What is Survivorship Bias?

4 mins·
Ben Schmidt
Author
I am going to help you build the impossible.

You look at the most successful founders in the world and try to reverse engineer their path. You see that Steve Jobs dropped out of college. You see that Bill Gates dropped out of college. You see that Mark Zuckerberg dropped out of college.

The logical conclusion seems simple. To build a massive tech company, you should drop out of college.

This is a textbook example of survivorship bias. You are analyzing the data of those who made it while ignoring the massive dataset of college dropouts who never built a successful business.

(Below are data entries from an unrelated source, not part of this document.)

PR #1312, opened 2022-08-31
making replacement optional in mscoco dataset, adding output channel arg in unet

vbvg2008:
To be consistent with other literatures that use MSCOCO, sometimes we need to filter out certain samples without replacement. This replacement feature enables this behavior.

The unet architecture has output channel to be hardcoded at 1, making it configurable will improve flexibility.

### DIFF
--- a/fastestimator/architecture/tensorflow/unet.py
+++ b/fastestimator/architecture/tensorflow/unet.py
@@ -20,11 +20,12 @@ from tensorflow.keras.models import Model
 
 
 # noinspection PyPep8Naming
-def UNet(input_size: Tuple[int, int, int] = (128, 128, 1)) -> tf.keras.Model:
+def UNet(input_size: Tuple[int, int, int] = (128, 128, 1), output_channel: int = 1) -> tf.keras.Model:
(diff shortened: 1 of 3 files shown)


fastestimator/architecture/tensorflow/unet.py
```diff
@@ -77,7 +78,7 @@ def UNet(input_size: Tuple[int, int, int] = (128, 128, 1)) -> tf.keras.Model:
     merge9 = concatenate([conv1, up9], axis=-1)
     conv9 = Conv2D(64, 3, **conv_config)(merge9)
     conv9 = Conv2D(64, 3, **conv_config)(conv9)
-    conv10 = Conv2D(1, 1, activation='sigmoid')(conv9)
+    conv10 = Conv2D(output_channel, 1, activation='sigmoid')(conv9)
```
TortoiseHam, line 81: doesn't TF do channel-last?

vbvg2008: Conv2D(output_channel, kernel_size, ...)

TortoiseHam (approved):
LG

PR #1322, opened 2022-10-05
updating ciFAIR data download

aashokvardhan:


vbvg2008:
need to update the test url too

vbvg2008 (approved):

PR #1323, opened 2022-10-05
one hot encoding

aashokvardhan:


fastestimator/op/numpyop/univariate/onehot.py
```diff
@@ -55,11 +55,14 @@ def forward(self, data: List[Union[int, np.ndarray]], state: Dict[str, Any]) ->
...
 
     def _apply_onehot(self, data: Union[int, np.ndarray]) -> np.ndarray:
-        class_index = np.array(data)
-        assert "int" in str(class_index.dtype)
-        assert class_index.size == 1, "data must have only one item"
-        class_index = class_index.item()
-        assert class_index < self.num_classes, "label value should be smaller than num_classes"
-        output = np.full((self.num_classes), fill_value=self.label_smoothing / self.num_classes, dtype="float32")
-        output[class_index] = 1.0 - self.label_smoothing + self.label_smoothing / self.num_classes
+        data = np.array(data).astype(np.uint8)
```
vbvg2008, line 58: uint8 can represent at most 256 classes.  It won't work on ImageNet (which as 1000 classes)

vbvg2008, line 58: we should assert the data that comes in is integer.

fastestimator/op/numpyop/univariate/onehot.py
```diff
@@ -55,11 +55,15 @@ def forward(self, data: List[Union[int, np.ndarray]], state: Dict[str, Any]) ->
...
     def _apply_onehot(self, data: Union[int, np.ndarray]) -> np.ndarray:
-        class_index = np.array(data)
-        assert "int" in str(class_index.dtype)
-        assert class_index.size == 1, "data must have only one item"
-        class_index = class_index.item()
-        assert class_index < self.num_classes, "label value should be smaller than num_classes"
-        output = np.full((self.num_classes), fill_value=self.label_smoothing / self.num_classes, dtype="float32")
-        output[class_index] = 1.0 - self.label_smoothing + self.label_smoothing / self.num_classes
+        data = np.array(data)
+        assert "int" in str(data.dtype)
```
vbvg2008, line 59: add an assert message saying the data type must be an integer

vbvg2008 (commented):
In the docstring, stating that label starts from 0.

fastestimator/op/numpyop/univariate/onehot.py
aashokvardhan: added assert message

vbvg2008 (approved):
LG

In the startup world, this bias is rampant. It creates a distorted map of reality that can lead founders to take unnecessary risks based on incomplete data.

Defining the Invisible Data

#

Survivorship bias is a logical error where we concentrate on the people or things that made it past a selection process and overlook those that did not. We do this primarily because the failures are invisible. They do not write memoirs. They do not get interviewed on podcasts. They do not speak at conferences.

The classic example comes from World War II. The military looked at returning planes and saw they were riddled with bullet holes in the wings and tail. They decided to reinforce those areas.

A statistician named Abraham Wald pointed out the flaw. The planes they were studying were the ones that survived. The planes that were hit in the engine or cockpit never came back. The military was looking at the wrong data.

In business, we do the exact same thing.

We study the habits of successful CEOs and assume those habits caused the success. We rarely ask if failed CEOs had the exact same habits.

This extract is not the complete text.